We also found UCB vitamin A level < 0.7 was not an independent risk factor for hyperbilirubinemia in LPI (table 4). To the best our knowledge, there are limited studies reporting an association between vitamin A concentration and hyperbilirubinemia in LPI. As such, larger sample studies based on specific population are needed to corroborate this relationship. In addition, none of the neonates in this study suffered from BPD, NEC, and death. Thus, the relationship between UCB vitamin A levels and BPD, NEC or death in LPI requires further study.
Cesarean section, in this study, was an independent risk factor of not only hospitalization and oxygen supplementation, but also RDS (table 3-5). This result is supported by a recent meta-analysis. The authors reported that cesarean section was associated with an increased risk of neonatal RDS [37], with the underlying reason being the release of catecholamine [38]. A high concentration of catecholamine in newborn infants promotes lung fluid absorption, and increases the release of surfactants [39]. Hence, cesarean section increases the risk for RDS in LPI, which in turn, increases the risk of hospitalization and oxygen supplementation.

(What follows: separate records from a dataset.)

PR #20805, opened 2021-08-12
Fixes for various intermittent test failures that we've seen in the last few days

jonalmeida:
🔥 

Some commits give more details behind each change if context is required.

### Pull Request checklist

- [x] **Tests**: This PR includes thorough tests or an explanation of why it does not.

### DIFF
--- a/app/src/main/java/org/mozilla/fenix/exceptions/trackingprotection/ExceptionsFragmentStore.kt
+++ b/app/src/main/java/org/mozilla/fenix/exceptions/trackingprotection/ExceptionsFragmentStore.kt
@@ -6,14 +6,21 @@ package org.mozilla.fenix.exceptions.trackingprotection
 
 import mozilla.components.concept.engine.content.blocking.TrackingProtectionException
 import mozilla.components.lib.state.Action
+import mozilla.components.lib.state.Middleware
 import mozilla.components.lib.state.State
 import mozilla.components.lib.state.Store
 
 /**
  * The [Store] for holding the [ExceptionsFragmentState] and applying [ExceptionsFragmentAction]s.
  */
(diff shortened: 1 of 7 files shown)


Amejia481:
Any learnings? We should not use mocks? XD

jonalmeida:
Still seeing a test failure with `QuickSettingsFragmentReducerTest.WebsitePermissionAction - ChangeAutoplay`:

```
WebsitePermissionAction - ChangeAutoplay

org.mockito.exceptions.misusing.InvalidUseOfMatchersException: 
Misplaced or misused argument matcher detected here:

-> at mozilla.components.support.test.MatchersKt.any(Matchers.kt:17)
-> at mozilla.components.support.test.MatchersKt.any(Matchers.kt:17)
-> at mozilla.components.support.test.MatchersKt.any(Matchers.kt:17)

	at org.mozilla.fenix.settings.quicksettings.QuickSettingsFragmentReducerTest.WebsitePermissionAction - ChangeAutoplay(QuickSettingsFragmentReducerTest.kt:74)
	at java.base/jdk.internal.reflect.NativeMethodAccessorImpl.invoke0(Native Method)
```

We're not even using `any()`.. any where!

So for now I've removed even the `mock()` calls and there are zero mocks. I suspect though that since we were using `mock()` from AC and we've now updated Mockito to a newer version, this failure won't show up any more either way.

> Any learnings? We should not use mocks? XD

General rule: Mocking everything under the sun is not helpful because then we aren't testing anything. 😄 

We need to change our patterns from verifying the calls to a controller, and instead the state changes from that. Sebastian already mentioned a variant of this, when we have stores that can be used to verify state changes.

It's hard to do this with existing code, but maybe with new code we can find better patterns.

Amejia481 (approved):

PR #20788, opened 2021-08-11
For #17917: Use View binding in tracking protection

codrut-topliceanu:
For https://github.com/mozilla-mobile/fenix/issues/17917

### Pull Request checklist

- [x] **Tests**: This PR includes no tests as it is only a minor change
- [x] **Screenshots**: This PR does not include screenshots as no user visible changes have been made.
- [x] **Accessibility**: The code in this PR follows [accessibility best practices](https://github.com/mozilla-mobile/shared-docs/blob/master/android/accessibility_guide.md).

### To download an APK when reviewing a PR:
1. click on Show All Checks,
2. click Details next to "Taskcluster (pull_request)" after it appears and then finishes with a green checkmark,
3. click on the "Fenix - assemble" task, then click "Run Artifacts".
4. the APK links should be on the left side of the screen, named for each CPU architecture

PR #20813, opened 2021-08-12
For #17917: Use View binding in Login Exceptions

codrut-topliceanu:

Additionally, in comparison to gestational age ≥ 35 weeks, gestational age < 35 weeks increased the risk of hospitalization, hyperbilirubinemia and RDS. Thus, LPI of gestational age < 35 weeks are at more risk than those at gestational age ≥ 35 weeks. Similarly, compared to birthweight ≥ 2500 g, birth weight < 2500 g increases the risk of hospitalization and RDS. As such, these late preterm infants would need more attention.
It is worth noting that our present study has limitations. For example, the number of study participants was small. Besides, the study does not include the umbilical cord samples of term infants as control group of the study, although we did a subgroup analysis. Also, we did not measure other vitamins or micronutrients, which possibly might have an impact on the results.